La semana pasada el parlamentario por Fuerza 2011 instó al actual presidente de la República, Ollanta Humala, a tener una voz “Fuerte y masculina”, durante la interpelación al ministro del Interior, Daniel Lozada, en el Congreso de la República. Esa declaración provocó el reclamo de los demás congresistas que obligaron a Kenji retirar sus palabras, mientras él continuó argumentando que el gobierno tiene “una crisis de identidad”.
No sé si el descendiente de japoneses estaba bromeando, pero pedirle al jefe de Estado tener una voz “clara y masculina” supone que Ollanta Humala es un tipo de carácter débil y afeminado. Si bien el argumento es machista (o yo no sé cuál fue el verdadero trasfondo de la declaración de Kenji) no logro entender, mi cerebro no procesa, cómo es que el exadolescente que realizó actos de perversión con un animal doméstico y que es parodiado, en la televisión peruana por el actor cómico Jorge Benavides, bajo la imagen de un hombre que no puede despegarse del seno paternal que repite incansablemente la frase “Tampoco tampoco” o “Api” como si fuese una niña engreída, no entiendo que ese Kenji, paradaójicamente, lance esa frase tan falta de respeto y tan absurda y machista a la vez (suponer que las voces femeninas no sirven, por ejemplo). No lo entiendo y no lo entenderé nunca. Lo que sí está claro aquí es que Kenji fue el congresista más votado en los últimos comicios con más de 300 mil votos, lo otro claro es que hace más de 20 años nuestro país no elige ni planes de gobierno, ni personalidades respetadas y destacadas en el área en la que se desenvuelven, Perú elige al más chabacano, al que le dice lo que quiere escuchar, al que apela a la eterna gran huevada para salir electos, al que le obsequia un kilo de arroz o una olla o una cocina. Aquí cualquier hijo de vecino –o hijo de su padre– puede ingresar en la política y puede representarnos y puede tomar decisiones importantes para millones de connacionales a través de un cargo público.

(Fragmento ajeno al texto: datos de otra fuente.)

PR #3562, opened 2026-05-26
TASK: fix xdebug path mapping file generation with multiple contexts

t-heuser:
Fixes two issues with the Xdebug path mapping file introduced in #3535:

1. **Multiple contexts overwrote each other.** Compiling in `Development` and then in `Testing` (or vice versa) produced a single `flow.map` containing only the last context's proxies, so breakpoints in proxy classes broke in whichever context was compiled second. The map file is now written per-context as `flow-<Context>.map` (e.g. `flow-Development.map`, `flow-Testing.map`), so each context can be debugged independently.

2. **Map file lost across container restarts.** The map directory often lives only in an short lasting container layer, while the proxy class cache is mounted from the host. After a restart the proxy cache was still warm — so no `afterCompile` signal fired — but the map file was gone, leaving Xdebug without a path mapping until the cache was flushed. The compiled-class input is now also serialized next to the proxy class cache as `.xdebug-pathmap-data.serialized`, and the map file is regenerated from that data on boot whenever it's missing.

related: #3535 

**Upgrade instructions**

If you previously pointed Xdebug at `flow.map`, update your Xdebug configuration to load the per-context file, e.g. `flow-Development.map`. The old `flow.map` is no longer produced.

**Review instructions**

To verify the multi-context fix:
1. Enable Xdebug path mapping as described in the [release notes from Flow 8.4.3](https://flowframework.readthedocs.io/en/8.4/TheDefinitiveGuide/PartV/ChangeLogs/843.html#id8)
2. Run `./flow flow:cache:flush --force` and then trigger a compile in `FLOW_CONTEXT=Development` (e.g. open the app).
3. Trigger a compile in `FLOW_CONTEXT=Testing` (e.g. run the test suite).
4. Confirm both `Data/Temporary/.../<...>/flow-Development.map` and `flow-Testing.map` exist and contain entries for their respective proxy classes.

To verify the restart-recovery fix:
1. With a warm proxy cache, delete the `.xdebug/` map directory (simulating a container restart).
2. Boot Flow again (any CLI command). The map file should be re-created from the persisted `.xdebug-pathmap-data.serialized` without recompiling proxies.

Note on the `Package.php` wiring: `XdebugPathMappingBuilder` lives under `Neos\Flow\ObjectManagement`, which is on `Compiler::$excludedSubPackages` and therefore has no DI proxy at runtime. The `afterInvokeStep` handler resolves the instance via `ObjectManager::get()` and invokes the inject* setters manually — this mirrors the pattern used for other early-boot services and is required for the call to work.
I'm not a big fan of how that looks, if anyone has another idea how to handle that, I'd be happy to change that part of the code.

**Checklist**

### DIFF
--- a/Neos.Flow/Classes/ObjectManagement/Proxy/XdebugPathMappingBuilder.php
+++ b/Neos.Flow/Classes/ObjectManagement/Proxy/XdebugPathMappingBuilder.php
@@ -15,6 +15,7 @@ namespace Neos\Flow\ObjectManagement\Proxy;
 use Neos\Cache\Backend\SimpleFileBackend;
 use Neos\Flow\Annotations as Flow;
 use Neos\Flow\Cache\CacheManager;
+use Neos\Flow\Core\Bootstrap;
 use Neos\Utility\Files;
 
 /**
@@ -22,11 +23,19 @@ use Neos\Utility\Files;
  */
 class XdebugPathMappingBuilder
 {
+    private const PERSISTED_DATA_FILENAME = '.xdebug-pathmap-data.serialized';
+
     /**
      * @Flow\Inject
      * @var CacheManager
      */
     protected $cacheManager;
+
+    /**
+     * @Flow\Inject
+     * @var Bootstrap
+     */
+    protected $bootstrap;
 
     /**
      * @var array
@@ -47,6 +56,11 @@ class XdebugPathMappingBuilder
         $this->cacheManager = $cacheManager;
     }
 
+    public function injectBootstrap(Bootstrap $bootstrap): void
+    {
+        $this->bootstrap = $bootstrap;
+    }
+
     /**
      * @param array<string, array{path: string, proxyClassIdentifier: string}> $compiledClasses
      * @return void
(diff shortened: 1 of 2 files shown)


mhsdesign:
Hi thanks for this change. Huhm thats definitely an oversight that we forgot development context :O Thats unexpected / unfortunate ^^
So i agree on the idea to emit multiple maps.

But regarding what you said 2. i think this pr introduces now a lot of complexity which we wouldnt have if we just write the proxy map into the `Data` folder next-to the proxy objects ... that also solves problem 1 as in `Data` we separate by context the caches. I think there is no requirement for the map to be in the root .xdebug directory.

CC @dlubitz

dlubitz:
Thank you @t-heuser. From my POV this adds more complexity with less advantage.
1) I don't see the point for multiple context support. As this is a dev tool you would probably only use it in development context. But maybe we should clear the map on context switches or only build the map for a configured (development) context.

2) This is rather a infrastructure problem than an application problem.

Nevertheless, Derik has already a feature request, to allow multiple directories for the map sources. This would solve both issues. I think we should rather wait for this.
https://bugs.xdebug.org/view.php?id=2399


>  I think there is no requirement for the map to be in the root .xdebug directory.

@mhsdesign Actually it is:

> Xdebug will check for the .xdebug directory in the grand-parent directory of the file that is being requested first, then in the parent directory, and then in the directory of the file that is being requested.

https://xdebug.org/funding/001-native-path-mapping#proposal

t-heuser:
Hey, thank you for your answers :)
1. Number 1 is a real problem that I have.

Si se podría definir la personalidad de un país a través de los políticos que tiene, entonces el nuestro es (gracias a Kenji y a otros tantos ilustres representantes más) un adolescente acojudado, cuya única preocupación es reírse y vivir despreocupado, rascándose la panza y mirando programetes de televisión de señal abierta que no apelan más que a prejuicios históricos: racismo, homofobia, etc. (tómese como ejemplo el aclamado y archiconocido programa “Al fondo hay sitio” del productor Efraín Aguilar). Pero la televisión peruana es otro tema de largo aliento y grandes dosis de jugo biliar. Gracias por venir, vuelva pronto.


Excelente artículo, aunque estaba tratando de comentar el otro, el de Telefónica. ¿Cómo hago para comentarlo?